Persuasive communication

US Grant’s Lesson in Outside-In Thinking

Some outside-in thinking going on

The most important principle in persuasive communication is what I call outside-in thinking: the ability to plan your approach and frame your message according to a deep understanding of how the other person thinks and how they view the situation. Outside-in communicators know that one size does not fit all; it all starts with taking the perspective of the other person.

Throughout history, great generals have applied this concept by getting into the mind of their adversaries and adjust their strategy accordingly. Although “adversary” isn’t the way we want to consider those we’re trying to persuade, the principle of outside-in thinking is the same in both contexts. A story I just read about U.S. Grant in The Man Who Saved the Union, by H.W. Brands, illustrates this idea beautifully.

In February 1862, Grant commanded the Union forces that attacked the neighboring Confederate forts, Henry and Donelson, which guarded the Tennessee and Cumberland Rivers. Fort Henry fell relatively quickly, but Fort Donelson was a tougher nut to crack. It was  nominally commanded by John Floyd, but Grant knew that he would defer to the judgment of his second in command, General Gideon Pillow.  As Grant later wrote in his memoirs, he knew Pillow from their previous service together in the war against Mexico, and he was confident that he could approach aggressively against him.

Knowing they could not hold out for long, on February 15th the Confederates launched a vigorous attack against the Union forces in attempt to escape the fort. The plan came close to success, but the Union lines just managed to hold on. Fearing Union reprisals, both Floyd and Pillow—establishing a tradition that incompetent CEOs follow to this day—snuck out during the night, leaving Simon Bolivar Buckner to unconditionally surrender the fort[1].

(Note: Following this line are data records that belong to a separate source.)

PR #4153, opened 2020-07-17
[infra] Build libc++ and libc++abi with DFSan (#3388, #1632).

Dor1s:


infra/base-images/base-clang/checkout_build_install_llvm.sh
```diff
@@ -148,7 +150,24 @@ ninja cxx
 ninja install-cxx
 rm -rf $WORK/msan
 
+# DataFlowSanitizer instrumented libraries.
+mkdir -p $WORK/dfsan
+cd $WORK/dfsan
+
+cmake -G "Ninja" \
```
Dor1s, line 157: actually, let me move this into a separate function, too much duplication

inferno-chromium: +1, these cmake calls look too similar to others in this file.

Dor1s:
(hm, wrote this on Friday afternoon but it didn't post then)

I've kicked off the builds after merging this (and testing locally of course). Everything looks good.

PR #4155, opened 2020-07-19
Add rnp

tomrittervg:
rnp is the OpenPGP library that will be directly integrated into Thunderbird in the coming months. (See https://wiki.mozilla.org/Thunderbird:OpenPGP#Testing ) This commit adds it as a project, with two small fuzzers. More extensive fuzzers, corpus, dictionaries to come.

cc @ronaldtse


ronaldtse:
Thank you @tomrittervg and @inferno-chromium !

CC @dewyatt @ni4

PR #4158, opened 2020-07-20
Added libscca integration

joachimmetz:


joachimmetz:
per https://github.com/google/oss-fuzz/pull/4160 merging into 1 PR

PR #4162, opened 2020-07-20
Updates patch for mysql 8.21

catenacyber:
Should fix build failure https://bugs.chromium.org/p/oss-fuzz/issues/detail?id=24152 with solved conflict in vio.cc


projects/mysql-server/build.sh
```diff
@@ -27,6 +27,8 @@ else
 fi
 make install
 cp $OUT/mysql/bin/fuzz* $OUT/
+#temporary disabled
```
inferno-chromium, line 30: "# FIXME: Temporary disabled due to ...." and end comment with period.

projects/mysql-server/targets/fuzz_docommand.cc
```diff
@@ -40,6 +40,7 @@ extern "C" int LLVMFuzzerInitialize(const int* argc, char*** argv) {
 }
 
 
+//TODO fix with 8.21
```
inferno-chromium, line 58: // FIXME: Fix .... with 8.21
USE FIXME: or TODO(catenacyber): 
and please add what is broken in fix comment.

projects/mysql-server/build.sh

Buckner, who had served with Grant in California, told him that if he had been in command Grant would not have gotten up close to Donelson as easily as he did. As Grant later said in his memoirs: “I told him that if he had been in command I should not have tried in the way I did.”

 

 


[1] He was pretty ticked off about the unconditional surrender demand, having banked on his long friendship with Grant and the fact that he had loaned him money to return home from California after he left the service.